TASK DETAILS ▸
Search the records below for the line containing "willtebbutt, line 68: Could". Output that line and all later lines exactly; output nothing else.

====== DATASET ======

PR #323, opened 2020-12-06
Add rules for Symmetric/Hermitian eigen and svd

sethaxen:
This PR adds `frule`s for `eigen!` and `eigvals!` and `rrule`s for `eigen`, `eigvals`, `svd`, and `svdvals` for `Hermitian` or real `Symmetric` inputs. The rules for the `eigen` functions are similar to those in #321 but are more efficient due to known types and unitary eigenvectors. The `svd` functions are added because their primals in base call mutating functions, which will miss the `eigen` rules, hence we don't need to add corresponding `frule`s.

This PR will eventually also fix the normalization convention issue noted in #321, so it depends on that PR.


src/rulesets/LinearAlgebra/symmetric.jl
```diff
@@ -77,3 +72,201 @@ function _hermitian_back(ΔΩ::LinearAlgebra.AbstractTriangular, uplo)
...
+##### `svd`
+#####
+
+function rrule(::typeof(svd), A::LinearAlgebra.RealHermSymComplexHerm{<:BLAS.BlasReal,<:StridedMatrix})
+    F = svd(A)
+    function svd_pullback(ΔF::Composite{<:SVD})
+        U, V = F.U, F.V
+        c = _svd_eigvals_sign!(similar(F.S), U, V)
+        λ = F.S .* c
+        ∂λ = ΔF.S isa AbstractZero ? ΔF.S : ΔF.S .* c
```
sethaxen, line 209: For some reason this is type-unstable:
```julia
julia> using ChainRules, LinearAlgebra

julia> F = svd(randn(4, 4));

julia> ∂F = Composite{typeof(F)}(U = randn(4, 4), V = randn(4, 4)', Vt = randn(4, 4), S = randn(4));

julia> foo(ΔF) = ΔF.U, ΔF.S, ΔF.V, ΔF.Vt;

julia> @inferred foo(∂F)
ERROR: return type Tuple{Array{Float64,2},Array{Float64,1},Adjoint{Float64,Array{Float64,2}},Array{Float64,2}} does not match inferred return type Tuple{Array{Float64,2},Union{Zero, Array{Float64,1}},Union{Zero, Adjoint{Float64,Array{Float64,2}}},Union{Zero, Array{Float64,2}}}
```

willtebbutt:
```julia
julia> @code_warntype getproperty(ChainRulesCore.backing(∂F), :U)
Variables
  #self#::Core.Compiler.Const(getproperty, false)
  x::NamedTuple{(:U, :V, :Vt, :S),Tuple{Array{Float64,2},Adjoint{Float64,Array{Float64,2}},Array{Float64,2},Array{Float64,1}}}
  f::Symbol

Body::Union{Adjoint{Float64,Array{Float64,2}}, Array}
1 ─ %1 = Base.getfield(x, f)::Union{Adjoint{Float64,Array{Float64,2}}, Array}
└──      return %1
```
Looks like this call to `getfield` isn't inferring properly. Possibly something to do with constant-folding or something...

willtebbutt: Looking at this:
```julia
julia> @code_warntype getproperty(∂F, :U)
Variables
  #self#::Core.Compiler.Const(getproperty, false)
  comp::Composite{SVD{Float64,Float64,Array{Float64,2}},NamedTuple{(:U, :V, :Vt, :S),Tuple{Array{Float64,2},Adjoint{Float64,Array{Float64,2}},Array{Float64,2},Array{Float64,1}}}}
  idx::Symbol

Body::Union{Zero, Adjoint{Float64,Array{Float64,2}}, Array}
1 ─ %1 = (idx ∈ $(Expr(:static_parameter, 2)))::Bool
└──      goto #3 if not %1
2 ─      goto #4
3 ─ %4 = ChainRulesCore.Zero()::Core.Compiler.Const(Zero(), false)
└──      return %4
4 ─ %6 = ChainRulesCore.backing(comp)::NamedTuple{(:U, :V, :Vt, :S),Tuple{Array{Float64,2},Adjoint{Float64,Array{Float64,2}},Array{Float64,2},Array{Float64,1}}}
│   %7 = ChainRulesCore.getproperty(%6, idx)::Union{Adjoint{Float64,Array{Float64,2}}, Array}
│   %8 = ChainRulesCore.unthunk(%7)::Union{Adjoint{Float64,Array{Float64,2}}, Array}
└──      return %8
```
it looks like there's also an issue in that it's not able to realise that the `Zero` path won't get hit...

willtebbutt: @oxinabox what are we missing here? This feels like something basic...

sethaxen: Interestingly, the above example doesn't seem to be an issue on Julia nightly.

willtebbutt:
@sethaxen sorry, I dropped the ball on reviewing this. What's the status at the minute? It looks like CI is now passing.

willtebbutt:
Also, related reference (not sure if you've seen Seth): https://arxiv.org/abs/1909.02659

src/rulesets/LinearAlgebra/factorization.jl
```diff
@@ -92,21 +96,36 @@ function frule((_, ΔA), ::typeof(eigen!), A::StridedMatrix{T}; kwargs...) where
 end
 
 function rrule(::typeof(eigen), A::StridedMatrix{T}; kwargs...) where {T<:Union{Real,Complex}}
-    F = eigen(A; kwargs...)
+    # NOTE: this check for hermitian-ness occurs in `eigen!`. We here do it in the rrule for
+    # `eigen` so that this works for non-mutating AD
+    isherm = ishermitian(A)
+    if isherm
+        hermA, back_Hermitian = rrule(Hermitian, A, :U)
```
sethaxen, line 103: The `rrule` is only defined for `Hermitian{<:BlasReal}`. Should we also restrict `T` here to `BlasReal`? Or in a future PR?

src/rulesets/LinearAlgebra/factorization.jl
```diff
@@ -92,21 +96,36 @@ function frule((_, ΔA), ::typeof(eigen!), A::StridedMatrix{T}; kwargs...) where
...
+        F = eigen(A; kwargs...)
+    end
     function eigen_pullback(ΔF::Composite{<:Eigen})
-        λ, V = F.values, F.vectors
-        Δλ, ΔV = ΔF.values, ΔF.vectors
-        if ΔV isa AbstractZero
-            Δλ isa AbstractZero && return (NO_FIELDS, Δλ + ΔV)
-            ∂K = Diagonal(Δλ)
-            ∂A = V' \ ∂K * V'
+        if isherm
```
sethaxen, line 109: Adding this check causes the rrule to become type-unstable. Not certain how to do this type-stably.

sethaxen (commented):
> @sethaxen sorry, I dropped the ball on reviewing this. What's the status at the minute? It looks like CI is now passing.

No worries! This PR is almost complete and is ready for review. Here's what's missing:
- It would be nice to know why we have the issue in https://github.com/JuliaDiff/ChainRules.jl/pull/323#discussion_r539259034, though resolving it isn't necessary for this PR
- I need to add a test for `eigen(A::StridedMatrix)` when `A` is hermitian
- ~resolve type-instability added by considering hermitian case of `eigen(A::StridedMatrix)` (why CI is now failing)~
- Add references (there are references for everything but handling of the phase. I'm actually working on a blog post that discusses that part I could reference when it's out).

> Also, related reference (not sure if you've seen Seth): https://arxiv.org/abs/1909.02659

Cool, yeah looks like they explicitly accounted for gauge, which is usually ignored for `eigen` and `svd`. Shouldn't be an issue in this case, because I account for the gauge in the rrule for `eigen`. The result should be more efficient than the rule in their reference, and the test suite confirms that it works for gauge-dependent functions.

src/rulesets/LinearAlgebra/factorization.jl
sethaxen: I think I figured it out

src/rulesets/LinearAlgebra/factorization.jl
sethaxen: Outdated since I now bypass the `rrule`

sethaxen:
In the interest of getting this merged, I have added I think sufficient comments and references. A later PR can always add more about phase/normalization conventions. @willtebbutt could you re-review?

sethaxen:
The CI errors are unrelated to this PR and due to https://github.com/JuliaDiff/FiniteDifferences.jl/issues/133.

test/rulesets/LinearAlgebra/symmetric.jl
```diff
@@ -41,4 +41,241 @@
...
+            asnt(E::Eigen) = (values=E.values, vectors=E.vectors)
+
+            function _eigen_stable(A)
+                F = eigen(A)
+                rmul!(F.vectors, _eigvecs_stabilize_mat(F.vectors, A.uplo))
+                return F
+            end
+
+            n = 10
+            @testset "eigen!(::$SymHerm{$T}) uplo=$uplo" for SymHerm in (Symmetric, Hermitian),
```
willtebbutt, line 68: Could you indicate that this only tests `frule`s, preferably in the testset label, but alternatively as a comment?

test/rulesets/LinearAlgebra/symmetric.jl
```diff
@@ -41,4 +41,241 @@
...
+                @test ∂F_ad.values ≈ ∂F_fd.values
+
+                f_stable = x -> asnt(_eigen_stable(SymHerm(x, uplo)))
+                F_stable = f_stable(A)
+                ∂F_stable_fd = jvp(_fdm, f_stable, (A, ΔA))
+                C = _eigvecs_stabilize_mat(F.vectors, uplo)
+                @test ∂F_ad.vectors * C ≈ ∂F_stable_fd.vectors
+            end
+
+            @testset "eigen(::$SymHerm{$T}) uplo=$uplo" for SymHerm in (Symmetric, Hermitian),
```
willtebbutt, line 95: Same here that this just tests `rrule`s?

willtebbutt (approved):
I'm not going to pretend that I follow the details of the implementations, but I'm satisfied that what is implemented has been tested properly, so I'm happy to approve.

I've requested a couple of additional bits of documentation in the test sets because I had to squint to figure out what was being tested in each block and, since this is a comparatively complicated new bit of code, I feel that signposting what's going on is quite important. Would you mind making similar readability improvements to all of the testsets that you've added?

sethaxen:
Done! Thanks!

======

ANSWER SPACE ▸
willtebbutt, line 68: Could you indicate that this only tests `frule`s, preferably in the testset label, but alternatively as a comment?

test/rulesets/LinearAlgebra/symmetric.jl
```diff
@@ -41,4 +41,241 @@
...
+                @test ∂F_ad.values ≈ ∂F_fd.values
+
+                f_stable = x -> asnt(_eigen_stable(SymHerm(x, uplo)))
+                F_stable = f_stable(A)
+                ∂F_stable_fd = jvp(_fdm, f_stable, (A, ΔA))
+                C = _eigvecs_stabilize_mat(F.vectors, uplo)
+                @test ∂F_ad.vectors * C ≈ ∂F_stable_fd.vectors
+            end
+
+            @testset "eigen(::$SymHerm{$T}) uplo=$uplo" for SymHerm in (Symmetric, Hermitian),
```
willtebbutt, line 95: Same here that this just tests `rrule`s?

willtebbutt (approved):
I'm not going to pretend that I follow the details of the implementations, but I'm satisfied that what is implemented has been tested properly, so I'm happy to approve.

I've requested a couple of additional bits of documentation in the test sets because I had to squint to figure out what was being tested in each block and, since this is a comparatively complicated new bit of code, I feel that signposting what's going on is quite important. Would you mind making similar readability improvements to all of the testsets that you've added?

sethaxen:
Done! Thanks!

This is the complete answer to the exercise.